• [PROBLEM DESCRIPTION]: Search the entries below for the word "true", then copy each line in which it is found.

• [SOURCE DATA]:
PR #442, opened 2023-06-12
Store the user that needs to authenticate in session records

### LINKED ISSUE #387: credential cache not used when changing target user (`-u`)
relevant test

https://github.com/memorysafety/sudo-rs/blob/a01513b2a8c0c20cd8600f9009f2dc9bb5e6bec4/test-framework/sudo-compliance-tests/src/timestamp.rs#L363-L378

``` console
ferris@8eee38885c5f:/$ echo my-password | sudo -S true
[Sudo: authenticate] Password:

ferris@8eee38885c5f:/$ sudo true

ferris@8eee38885c5f:/$ sudo -u ghost true
[Sudo: authenticate] Password:
```

sudo-rs prompts for a password in the last command whereas ogsudo does not

rnijveld:
Fixes #387

### DIFF
--- a/sudo/lib/system/timestamp.rs
+++ b/sudo/lib/system/timestamp.rs
@@ -187,17 +187,17 @@ impl<'u, IO: Read + Write + Seek + SetLength + Lockable> SessionRecordFile<'u, I
         }
     }
 
-    /// Try and find a record for the given scope and target user and update
+    /// Try and find a record for the given scope and auth user id and update
     /// that record time to the current time. This will not create a new record
     /// when one is not found. A record will only be updated if it is still
     /// valid at this time.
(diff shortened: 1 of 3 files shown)


japaric (approved):
changes LGTM.

the failure of `timestamp::cached_credential_not_shared_with_target_user_that_are_not_self` is I think because the `SUDO_RS_IS_UNSTABLE` env var gets unset in the first sudo-rs invocation of the nested sudo-rs invocation. so the last part of this line

https://github.com/memorysafety/sudo-rs/blob/c23dc7c40fb209f664fcd44b5ccd0b55eebe74f3/test-framework/sudo-compliance-tests/src/timestamp.rs#L138

should be `sudo -U {second_target_user} env SUDO_RS_IS_UNSTABLE="yada yada" sudo -S true`

it's interesting that said test was not failing before these changes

• [SOLUTION FOR THIS TASK]:
ferris@8eee38885c5f:/$ echo my-password | sudo -S true
ferris@8eee38885c5f:/$ sudo true
ferris@8eee38885c5f:/$ sudo -u ghost true
should be `sudo -U {second_target_user} env SUDO_RS_IS_UNSTABLE="yada yada" sudo -S true`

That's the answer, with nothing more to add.